#### WHAT TO WORK ON:
Gather from the material every line that contains the string "retry".

#### RECORD SET:
━━━━━━━━━━━━━━━━━━━━━━━━━━━━━━
PR #774, opened 2023-09-26
feat: retry logic catches thrown errors

krpeacock:
# Description

Currently, the request and retry feature only handles successful `fetch `requests that contain error responses. If the fetch request fails due to network conditions, the whole process ejects. This change will have the agent retry failed fetches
━━━━━━━━━━━━━━━━━━━━━━━━━━━━━━
#### TASK OUTPUT:
feat: retry logic catches thrown errors
Currently, the request and retry feature only handles successful `fetch `requests that contain error responses. If the fetch request fails due to network conditions, the whole process ejects. This change will have the agent retry failed fetches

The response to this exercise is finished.